▸ **Exercise description**: When a line below holds the string "opened", show that line.

▸ **Information**:
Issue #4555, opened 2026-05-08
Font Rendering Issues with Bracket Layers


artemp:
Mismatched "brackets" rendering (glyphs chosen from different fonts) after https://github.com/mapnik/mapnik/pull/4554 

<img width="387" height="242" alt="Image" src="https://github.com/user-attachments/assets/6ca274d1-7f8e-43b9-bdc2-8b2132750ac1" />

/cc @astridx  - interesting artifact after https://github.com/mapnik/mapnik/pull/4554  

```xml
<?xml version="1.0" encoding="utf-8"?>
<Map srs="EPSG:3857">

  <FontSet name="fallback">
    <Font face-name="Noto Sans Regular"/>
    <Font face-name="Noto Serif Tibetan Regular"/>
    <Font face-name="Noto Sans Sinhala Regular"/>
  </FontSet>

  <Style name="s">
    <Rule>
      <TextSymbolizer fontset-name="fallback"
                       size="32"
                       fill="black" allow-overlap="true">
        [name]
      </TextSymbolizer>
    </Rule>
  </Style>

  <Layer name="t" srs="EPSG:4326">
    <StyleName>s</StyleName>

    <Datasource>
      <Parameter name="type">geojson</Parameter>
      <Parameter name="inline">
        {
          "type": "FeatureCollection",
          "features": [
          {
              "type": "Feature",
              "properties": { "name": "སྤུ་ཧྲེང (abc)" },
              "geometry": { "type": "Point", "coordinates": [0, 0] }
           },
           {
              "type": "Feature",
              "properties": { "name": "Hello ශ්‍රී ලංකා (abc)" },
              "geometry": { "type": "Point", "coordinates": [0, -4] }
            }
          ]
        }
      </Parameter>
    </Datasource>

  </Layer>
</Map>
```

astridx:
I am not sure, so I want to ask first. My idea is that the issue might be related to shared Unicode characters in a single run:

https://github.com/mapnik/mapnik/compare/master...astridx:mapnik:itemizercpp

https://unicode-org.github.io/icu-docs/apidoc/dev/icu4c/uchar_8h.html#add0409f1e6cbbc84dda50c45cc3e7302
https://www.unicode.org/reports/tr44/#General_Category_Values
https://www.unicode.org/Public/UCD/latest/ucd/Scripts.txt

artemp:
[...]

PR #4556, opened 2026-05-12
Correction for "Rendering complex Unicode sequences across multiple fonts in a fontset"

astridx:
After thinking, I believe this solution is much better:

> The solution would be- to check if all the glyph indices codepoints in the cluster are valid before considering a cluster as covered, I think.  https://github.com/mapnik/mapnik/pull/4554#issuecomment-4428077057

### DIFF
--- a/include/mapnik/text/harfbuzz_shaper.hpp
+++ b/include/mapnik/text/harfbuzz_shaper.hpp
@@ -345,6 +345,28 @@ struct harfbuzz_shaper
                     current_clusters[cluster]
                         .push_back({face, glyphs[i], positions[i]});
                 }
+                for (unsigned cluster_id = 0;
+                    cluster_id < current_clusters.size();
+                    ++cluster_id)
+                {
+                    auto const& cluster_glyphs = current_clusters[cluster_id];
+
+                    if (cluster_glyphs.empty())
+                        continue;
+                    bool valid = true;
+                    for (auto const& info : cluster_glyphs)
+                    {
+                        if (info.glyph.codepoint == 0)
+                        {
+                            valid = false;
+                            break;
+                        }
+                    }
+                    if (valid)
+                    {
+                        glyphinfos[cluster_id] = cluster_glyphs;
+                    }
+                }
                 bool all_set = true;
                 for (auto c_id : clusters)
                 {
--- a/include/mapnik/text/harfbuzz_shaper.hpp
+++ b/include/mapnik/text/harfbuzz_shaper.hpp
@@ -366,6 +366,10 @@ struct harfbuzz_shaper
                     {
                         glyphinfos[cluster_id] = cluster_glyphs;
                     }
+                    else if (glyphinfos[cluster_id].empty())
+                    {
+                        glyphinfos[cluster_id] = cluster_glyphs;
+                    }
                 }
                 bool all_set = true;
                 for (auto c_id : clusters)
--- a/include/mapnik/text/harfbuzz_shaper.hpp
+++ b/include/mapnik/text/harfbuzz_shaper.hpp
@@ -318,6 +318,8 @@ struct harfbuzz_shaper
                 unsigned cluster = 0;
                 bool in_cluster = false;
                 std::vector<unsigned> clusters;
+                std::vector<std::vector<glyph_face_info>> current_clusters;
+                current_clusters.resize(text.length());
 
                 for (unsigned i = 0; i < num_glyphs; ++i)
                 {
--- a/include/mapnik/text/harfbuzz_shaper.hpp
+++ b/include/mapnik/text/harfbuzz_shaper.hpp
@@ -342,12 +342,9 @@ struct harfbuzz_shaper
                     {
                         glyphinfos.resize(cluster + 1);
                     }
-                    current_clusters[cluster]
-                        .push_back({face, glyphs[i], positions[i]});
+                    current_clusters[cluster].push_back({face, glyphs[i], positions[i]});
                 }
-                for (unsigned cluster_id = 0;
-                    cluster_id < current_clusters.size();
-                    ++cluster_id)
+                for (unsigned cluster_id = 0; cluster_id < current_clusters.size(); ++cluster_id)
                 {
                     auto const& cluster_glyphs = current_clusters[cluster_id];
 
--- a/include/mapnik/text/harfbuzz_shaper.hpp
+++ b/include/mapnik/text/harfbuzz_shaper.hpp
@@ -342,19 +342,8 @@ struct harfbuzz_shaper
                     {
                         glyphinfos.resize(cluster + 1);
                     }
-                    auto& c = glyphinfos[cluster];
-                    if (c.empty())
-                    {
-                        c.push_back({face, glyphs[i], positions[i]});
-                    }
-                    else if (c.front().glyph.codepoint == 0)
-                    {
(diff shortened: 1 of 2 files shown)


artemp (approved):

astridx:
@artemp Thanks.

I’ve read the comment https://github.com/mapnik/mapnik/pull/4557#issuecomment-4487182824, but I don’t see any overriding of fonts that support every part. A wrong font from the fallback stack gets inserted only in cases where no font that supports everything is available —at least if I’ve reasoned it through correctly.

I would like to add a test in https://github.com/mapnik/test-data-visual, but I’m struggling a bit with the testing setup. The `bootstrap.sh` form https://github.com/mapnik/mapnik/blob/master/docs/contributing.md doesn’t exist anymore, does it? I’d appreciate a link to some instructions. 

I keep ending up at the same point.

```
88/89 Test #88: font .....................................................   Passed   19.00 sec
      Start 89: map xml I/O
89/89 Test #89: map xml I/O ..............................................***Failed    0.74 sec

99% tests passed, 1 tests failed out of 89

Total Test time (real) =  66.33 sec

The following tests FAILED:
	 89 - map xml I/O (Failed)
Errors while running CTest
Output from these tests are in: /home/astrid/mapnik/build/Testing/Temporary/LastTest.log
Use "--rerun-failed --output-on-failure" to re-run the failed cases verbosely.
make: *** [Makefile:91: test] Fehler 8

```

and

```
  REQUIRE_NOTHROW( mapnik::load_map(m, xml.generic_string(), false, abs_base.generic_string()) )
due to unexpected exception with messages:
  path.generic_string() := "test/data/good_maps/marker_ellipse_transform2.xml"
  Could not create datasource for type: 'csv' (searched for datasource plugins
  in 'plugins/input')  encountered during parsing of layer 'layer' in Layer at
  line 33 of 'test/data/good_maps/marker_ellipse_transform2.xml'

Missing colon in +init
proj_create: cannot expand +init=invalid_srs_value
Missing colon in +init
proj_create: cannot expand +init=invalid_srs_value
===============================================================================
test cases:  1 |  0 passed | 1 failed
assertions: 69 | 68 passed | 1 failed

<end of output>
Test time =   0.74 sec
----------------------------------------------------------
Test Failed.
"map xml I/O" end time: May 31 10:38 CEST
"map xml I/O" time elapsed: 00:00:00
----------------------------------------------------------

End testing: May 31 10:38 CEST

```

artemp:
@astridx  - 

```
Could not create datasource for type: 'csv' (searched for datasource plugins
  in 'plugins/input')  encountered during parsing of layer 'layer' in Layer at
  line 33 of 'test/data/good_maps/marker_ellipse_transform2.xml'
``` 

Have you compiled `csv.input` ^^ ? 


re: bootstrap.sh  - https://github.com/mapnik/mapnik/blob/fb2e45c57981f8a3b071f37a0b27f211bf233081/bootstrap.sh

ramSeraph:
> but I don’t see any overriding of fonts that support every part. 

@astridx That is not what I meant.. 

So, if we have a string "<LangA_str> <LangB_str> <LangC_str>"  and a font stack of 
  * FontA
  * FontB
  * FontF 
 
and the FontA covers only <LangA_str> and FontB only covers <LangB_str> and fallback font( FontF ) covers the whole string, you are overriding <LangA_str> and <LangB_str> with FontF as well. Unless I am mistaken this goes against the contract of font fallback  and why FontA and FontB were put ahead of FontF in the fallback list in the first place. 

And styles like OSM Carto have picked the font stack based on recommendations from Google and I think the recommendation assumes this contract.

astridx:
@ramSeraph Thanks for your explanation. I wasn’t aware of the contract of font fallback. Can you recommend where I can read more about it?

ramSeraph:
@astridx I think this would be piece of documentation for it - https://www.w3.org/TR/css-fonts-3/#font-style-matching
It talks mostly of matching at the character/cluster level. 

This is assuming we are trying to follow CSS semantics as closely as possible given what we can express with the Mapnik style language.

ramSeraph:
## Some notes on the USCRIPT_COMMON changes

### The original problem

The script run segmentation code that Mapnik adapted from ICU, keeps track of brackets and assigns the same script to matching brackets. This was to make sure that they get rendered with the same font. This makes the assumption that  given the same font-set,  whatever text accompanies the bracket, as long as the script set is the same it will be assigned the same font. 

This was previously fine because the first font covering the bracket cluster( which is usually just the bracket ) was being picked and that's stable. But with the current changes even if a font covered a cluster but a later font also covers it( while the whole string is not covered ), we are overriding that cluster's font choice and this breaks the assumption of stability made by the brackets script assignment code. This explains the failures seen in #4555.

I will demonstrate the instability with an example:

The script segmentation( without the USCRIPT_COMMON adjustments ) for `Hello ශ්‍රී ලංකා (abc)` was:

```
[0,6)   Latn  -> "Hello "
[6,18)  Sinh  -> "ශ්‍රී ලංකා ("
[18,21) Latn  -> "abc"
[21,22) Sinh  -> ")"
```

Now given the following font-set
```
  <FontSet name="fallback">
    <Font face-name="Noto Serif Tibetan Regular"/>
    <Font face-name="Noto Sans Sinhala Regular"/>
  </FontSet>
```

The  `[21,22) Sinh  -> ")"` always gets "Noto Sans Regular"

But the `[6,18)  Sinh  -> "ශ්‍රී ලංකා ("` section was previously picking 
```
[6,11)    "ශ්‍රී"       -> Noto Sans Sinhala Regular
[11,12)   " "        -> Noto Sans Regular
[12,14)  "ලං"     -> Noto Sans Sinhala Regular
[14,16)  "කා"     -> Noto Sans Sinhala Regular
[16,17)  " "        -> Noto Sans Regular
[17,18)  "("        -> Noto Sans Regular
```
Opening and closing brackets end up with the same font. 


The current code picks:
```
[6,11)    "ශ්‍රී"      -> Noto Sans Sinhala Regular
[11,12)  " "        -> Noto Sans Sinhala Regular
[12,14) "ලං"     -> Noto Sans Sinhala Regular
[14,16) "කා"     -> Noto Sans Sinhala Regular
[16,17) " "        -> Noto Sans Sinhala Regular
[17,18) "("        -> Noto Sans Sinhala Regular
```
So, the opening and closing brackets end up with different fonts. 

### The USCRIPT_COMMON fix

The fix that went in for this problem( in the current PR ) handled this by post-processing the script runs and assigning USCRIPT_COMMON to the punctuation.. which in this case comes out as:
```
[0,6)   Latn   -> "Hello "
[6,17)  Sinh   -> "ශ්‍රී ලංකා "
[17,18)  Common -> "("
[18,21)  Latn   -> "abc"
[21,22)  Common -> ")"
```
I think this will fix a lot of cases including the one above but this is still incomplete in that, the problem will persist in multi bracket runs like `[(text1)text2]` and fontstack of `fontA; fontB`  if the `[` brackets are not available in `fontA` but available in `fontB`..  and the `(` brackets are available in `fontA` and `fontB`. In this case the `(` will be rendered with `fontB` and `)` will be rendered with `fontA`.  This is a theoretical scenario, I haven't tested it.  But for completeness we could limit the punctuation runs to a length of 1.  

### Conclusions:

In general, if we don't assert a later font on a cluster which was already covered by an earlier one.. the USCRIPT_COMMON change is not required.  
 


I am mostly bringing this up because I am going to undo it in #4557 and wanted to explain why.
...
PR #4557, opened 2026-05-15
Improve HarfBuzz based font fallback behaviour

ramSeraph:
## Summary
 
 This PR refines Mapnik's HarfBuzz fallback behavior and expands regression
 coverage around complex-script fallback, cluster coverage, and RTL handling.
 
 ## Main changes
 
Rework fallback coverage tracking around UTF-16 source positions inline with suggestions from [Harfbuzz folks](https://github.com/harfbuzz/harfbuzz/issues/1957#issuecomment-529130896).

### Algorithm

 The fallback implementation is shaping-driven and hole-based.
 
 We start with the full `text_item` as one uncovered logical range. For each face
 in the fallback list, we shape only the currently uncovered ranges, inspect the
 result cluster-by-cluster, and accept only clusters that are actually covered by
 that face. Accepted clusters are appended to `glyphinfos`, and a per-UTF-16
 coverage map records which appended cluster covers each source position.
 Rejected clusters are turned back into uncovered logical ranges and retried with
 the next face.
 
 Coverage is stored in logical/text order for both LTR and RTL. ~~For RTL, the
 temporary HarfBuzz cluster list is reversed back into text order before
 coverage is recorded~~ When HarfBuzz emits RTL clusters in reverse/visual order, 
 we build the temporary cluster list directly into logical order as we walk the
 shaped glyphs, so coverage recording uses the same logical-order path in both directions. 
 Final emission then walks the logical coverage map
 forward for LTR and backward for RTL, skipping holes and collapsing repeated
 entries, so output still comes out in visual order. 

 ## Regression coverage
...
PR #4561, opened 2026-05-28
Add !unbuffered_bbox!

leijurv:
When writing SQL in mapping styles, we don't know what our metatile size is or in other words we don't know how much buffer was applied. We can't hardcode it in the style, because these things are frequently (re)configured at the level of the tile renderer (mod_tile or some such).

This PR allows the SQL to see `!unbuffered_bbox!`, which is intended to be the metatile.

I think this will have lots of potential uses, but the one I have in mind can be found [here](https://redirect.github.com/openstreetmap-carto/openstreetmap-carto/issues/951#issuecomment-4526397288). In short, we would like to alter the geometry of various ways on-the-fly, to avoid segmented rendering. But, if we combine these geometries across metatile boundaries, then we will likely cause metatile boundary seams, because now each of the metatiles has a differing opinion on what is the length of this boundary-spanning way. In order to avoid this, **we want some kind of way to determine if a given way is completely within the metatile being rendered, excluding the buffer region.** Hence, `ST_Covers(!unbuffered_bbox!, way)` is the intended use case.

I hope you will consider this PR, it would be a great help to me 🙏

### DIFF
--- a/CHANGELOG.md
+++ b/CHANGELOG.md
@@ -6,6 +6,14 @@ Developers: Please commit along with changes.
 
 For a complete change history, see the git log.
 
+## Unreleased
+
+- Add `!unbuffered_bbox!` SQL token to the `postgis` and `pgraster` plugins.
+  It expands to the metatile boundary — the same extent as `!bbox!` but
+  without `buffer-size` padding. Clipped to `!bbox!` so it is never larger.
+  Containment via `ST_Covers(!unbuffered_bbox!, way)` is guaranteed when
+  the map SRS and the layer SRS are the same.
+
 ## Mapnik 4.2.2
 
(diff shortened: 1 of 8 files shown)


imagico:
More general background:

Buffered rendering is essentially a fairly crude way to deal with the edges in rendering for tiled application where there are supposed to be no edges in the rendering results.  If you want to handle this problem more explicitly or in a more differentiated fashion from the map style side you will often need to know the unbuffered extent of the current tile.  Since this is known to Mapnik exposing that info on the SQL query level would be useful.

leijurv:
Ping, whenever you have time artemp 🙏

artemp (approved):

▸ **Response for this exercise**:
Issue #4555, opened 2026-05-08
PR #4556, opened 2026-05-12
PR #4557, opened 2026-05-15
PR #4561, opened 2026-05-28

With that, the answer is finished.